> [WORK REQUIRED] Copy out each line containing "attributeHeadersY" from the entries below.

> [RECORDED INFORMATION]
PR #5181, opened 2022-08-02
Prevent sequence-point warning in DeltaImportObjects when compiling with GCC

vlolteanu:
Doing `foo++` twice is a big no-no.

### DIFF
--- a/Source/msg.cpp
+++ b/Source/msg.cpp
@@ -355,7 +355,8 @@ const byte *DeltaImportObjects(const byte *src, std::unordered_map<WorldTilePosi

==

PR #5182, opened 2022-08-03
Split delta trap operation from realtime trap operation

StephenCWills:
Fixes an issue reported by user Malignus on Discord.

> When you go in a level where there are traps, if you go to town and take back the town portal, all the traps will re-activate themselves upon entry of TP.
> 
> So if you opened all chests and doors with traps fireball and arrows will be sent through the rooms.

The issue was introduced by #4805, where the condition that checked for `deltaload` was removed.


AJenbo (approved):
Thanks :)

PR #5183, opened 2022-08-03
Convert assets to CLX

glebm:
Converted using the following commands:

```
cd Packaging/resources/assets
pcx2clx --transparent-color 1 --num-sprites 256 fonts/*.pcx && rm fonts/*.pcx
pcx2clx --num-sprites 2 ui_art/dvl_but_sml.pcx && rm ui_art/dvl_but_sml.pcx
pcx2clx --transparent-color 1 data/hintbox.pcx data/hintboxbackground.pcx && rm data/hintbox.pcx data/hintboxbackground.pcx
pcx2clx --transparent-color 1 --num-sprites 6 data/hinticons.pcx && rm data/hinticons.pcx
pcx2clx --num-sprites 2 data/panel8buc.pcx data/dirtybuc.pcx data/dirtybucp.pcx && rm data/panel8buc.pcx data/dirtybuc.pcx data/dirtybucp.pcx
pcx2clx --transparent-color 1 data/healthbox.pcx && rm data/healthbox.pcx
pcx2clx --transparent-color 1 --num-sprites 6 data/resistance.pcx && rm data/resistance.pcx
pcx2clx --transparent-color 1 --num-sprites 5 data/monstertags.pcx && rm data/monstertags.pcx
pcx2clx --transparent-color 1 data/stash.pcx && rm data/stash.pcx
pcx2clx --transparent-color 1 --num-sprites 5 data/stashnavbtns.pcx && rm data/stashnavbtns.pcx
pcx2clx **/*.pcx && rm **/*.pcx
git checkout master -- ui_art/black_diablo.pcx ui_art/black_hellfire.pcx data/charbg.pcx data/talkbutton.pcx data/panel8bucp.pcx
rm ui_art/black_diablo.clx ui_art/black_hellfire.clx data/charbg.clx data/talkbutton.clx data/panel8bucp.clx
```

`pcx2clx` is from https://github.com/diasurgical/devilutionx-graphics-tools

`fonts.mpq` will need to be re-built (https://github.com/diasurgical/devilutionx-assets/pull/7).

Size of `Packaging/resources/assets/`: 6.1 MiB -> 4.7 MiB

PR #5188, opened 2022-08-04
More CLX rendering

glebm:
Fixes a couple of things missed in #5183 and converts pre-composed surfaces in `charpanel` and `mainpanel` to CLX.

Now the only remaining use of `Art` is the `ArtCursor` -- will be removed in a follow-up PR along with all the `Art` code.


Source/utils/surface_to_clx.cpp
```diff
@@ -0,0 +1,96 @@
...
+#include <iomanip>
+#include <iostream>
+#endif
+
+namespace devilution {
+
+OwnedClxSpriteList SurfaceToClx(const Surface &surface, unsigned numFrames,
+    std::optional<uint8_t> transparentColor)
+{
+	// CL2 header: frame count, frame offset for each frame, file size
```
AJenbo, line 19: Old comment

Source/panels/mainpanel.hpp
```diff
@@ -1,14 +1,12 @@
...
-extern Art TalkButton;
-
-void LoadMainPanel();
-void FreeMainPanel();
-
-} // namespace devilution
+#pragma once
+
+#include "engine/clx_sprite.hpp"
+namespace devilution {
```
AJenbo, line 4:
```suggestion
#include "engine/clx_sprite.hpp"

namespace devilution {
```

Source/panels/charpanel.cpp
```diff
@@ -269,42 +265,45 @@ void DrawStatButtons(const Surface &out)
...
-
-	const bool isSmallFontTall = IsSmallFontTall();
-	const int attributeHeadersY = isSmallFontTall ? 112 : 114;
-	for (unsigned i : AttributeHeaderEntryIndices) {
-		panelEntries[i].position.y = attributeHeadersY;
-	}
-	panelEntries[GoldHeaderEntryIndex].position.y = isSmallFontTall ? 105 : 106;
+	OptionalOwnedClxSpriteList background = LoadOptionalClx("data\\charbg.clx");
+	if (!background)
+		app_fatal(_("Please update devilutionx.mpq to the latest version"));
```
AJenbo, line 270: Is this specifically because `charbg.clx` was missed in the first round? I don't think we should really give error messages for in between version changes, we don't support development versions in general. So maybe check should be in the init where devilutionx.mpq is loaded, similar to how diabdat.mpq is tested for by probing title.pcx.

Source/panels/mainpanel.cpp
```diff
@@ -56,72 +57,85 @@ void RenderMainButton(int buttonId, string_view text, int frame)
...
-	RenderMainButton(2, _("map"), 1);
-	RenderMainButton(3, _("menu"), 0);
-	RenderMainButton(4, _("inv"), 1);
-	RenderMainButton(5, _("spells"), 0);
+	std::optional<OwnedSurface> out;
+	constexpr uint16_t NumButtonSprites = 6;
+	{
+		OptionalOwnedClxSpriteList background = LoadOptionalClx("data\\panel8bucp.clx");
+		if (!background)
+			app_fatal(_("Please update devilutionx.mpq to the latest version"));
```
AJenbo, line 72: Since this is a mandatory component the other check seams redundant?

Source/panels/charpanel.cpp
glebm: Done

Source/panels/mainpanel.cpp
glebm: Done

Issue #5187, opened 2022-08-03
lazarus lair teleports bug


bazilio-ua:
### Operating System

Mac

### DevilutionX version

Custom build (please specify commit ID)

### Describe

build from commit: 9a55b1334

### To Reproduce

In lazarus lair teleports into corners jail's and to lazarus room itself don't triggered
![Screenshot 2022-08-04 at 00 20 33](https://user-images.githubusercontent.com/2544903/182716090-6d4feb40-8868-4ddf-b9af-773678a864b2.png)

> [FINAL ANSWER]
-	const int attributeHeadersY = isSmallFontTall ? 112 : 114;
-		panelEntries[i].position.y = attributeHeadersY;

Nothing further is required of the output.